Task to carry out:
Take each line in the entries below that holds "dropdownmenu" and show it.

Data under study:
"""

PR #151, opened 2023-09-07
Rik/core: dropdownmenu

TheRichmend:
this is an implementation of a dropdownmenu inside the sidebar for a couple of options

### DIFF
--- a/packages/klighd-core/styles/options.css
+++ b/packages/klighd-core/styles/options.css
@@ -168,7 +168,7 @@
 
 .options__selection {
     padding: 4px 6px;
-
+    width: 200px;
     border: 2px solid var(--kdc-color-sidebar-trigger-background-hover);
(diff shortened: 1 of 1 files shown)


NiklasRentzCAU:
You did not include [this](https://github.com/kieler/klighd-vscode/blame/42e250fa00c9999da21d7a1293319a38816f1500/packages/klighd-core/styles/options.css#L171) change in this PR, was that necessary / what did that change? Otherwise, ok.

TheRichmend:
that was the parameter, that restricted the width of the dropdown-line. i have added it now

NiklasRentzCAU (approved):
:+1:

NiklasRentzCAU (changes requested):
As discussed in the last meeting, we want this behavior as an option to choose by the synthesis instead of it being a new default. See #155 for details.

"""

Solution for this exercise:
Rik/core: dropdownmenu
this is an implementation of a dropdownmenu inside the sidebar for a couple of options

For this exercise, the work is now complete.